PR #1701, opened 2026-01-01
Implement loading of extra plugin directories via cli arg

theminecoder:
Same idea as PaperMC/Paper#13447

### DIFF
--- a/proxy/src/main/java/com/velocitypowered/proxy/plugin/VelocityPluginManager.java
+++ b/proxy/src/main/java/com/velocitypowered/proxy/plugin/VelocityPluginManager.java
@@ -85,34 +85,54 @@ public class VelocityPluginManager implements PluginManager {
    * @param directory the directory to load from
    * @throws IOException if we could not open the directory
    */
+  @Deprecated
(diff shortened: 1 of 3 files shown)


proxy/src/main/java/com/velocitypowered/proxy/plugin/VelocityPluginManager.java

- - - - - - -

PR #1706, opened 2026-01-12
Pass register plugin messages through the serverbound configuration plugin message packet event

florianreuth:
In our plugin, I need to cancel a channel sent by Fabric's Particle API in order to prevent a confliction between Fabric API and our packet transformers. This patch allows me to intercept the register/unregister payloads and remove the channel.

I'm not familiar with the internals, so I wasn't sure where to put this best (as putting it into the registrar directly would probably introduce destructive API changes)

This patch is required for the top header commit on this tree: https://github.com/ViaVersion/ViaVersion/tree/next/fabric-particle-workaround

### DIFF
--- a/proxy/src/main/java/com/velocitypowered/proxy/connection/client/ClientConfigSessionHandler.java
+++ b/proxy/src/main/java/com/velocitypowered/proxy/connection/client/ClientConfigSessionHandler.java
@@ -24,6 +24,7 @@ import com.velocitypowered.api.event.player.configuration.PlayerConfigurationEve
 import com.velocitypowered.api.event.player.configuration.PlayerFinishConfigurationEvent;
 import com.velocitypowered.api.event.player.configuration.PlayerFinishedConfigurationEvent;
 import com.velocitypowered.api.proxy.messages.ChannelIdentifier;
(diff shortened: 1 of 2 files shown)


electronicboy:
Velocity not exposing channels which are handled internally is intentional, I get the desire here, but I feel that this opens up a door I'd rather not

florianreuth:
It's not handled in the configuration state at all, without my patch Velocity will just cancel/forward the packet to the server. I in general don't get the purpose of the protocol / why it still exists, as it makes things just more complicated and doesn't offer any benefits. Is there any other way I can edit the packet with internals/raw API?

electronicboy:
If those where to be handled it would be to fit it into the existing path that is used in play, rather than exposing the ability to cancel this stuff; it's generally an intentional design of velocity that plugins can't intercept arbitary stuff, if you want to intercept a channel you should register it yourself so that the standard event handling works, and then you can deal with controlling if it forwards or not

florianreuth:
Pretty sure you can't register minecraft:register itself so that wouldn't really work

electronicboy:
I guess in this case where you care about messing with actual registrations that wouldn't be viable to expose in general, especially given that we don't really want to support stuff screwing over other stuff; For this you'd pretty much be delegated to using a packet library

- - - - - - -

- _BRIEF_
Which of the lines above contain "java"? Return them all.

- _EXERCISE RESULT_
--- a/proxy/src/main/java/com/velocitypowered/proxy/plugin/VelocityPluginManager.java
+++ b/proxy/src/main/java/com/velocitypowered/proxy/plugin/VelocityPluginManager.java
proxy/src/main/java/com/velocitypowered/proxy/plugin/VelocityPluginManager.java
--- a/proxy/src/main/java/com/velocitypowered/proxy/connection/client/ClientConfigSessionHandler.java
+++ b/proxy/src/main/java/com/velocitypowered/proxy/connection/client/ClientConfigSessionHandler.java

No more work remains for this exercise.